WORK ORDER
From the line bearing "I am fine with" down to the final line of the records below, give every line again exactly and add nothing.

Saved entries
========
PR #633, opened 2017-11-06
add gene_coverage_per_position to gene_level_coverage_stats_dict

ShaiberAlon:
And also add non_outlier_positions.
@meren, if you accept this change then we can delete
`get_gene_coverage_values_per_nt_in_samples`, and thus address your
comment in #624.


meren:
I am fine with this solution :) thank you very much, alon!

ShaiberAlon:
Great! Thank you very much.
========
ANSWER TO THIS PROBLEM
I am fine with this solution :) thank you very much, alon!

ShaiberAlon:
Great! Thank you very much.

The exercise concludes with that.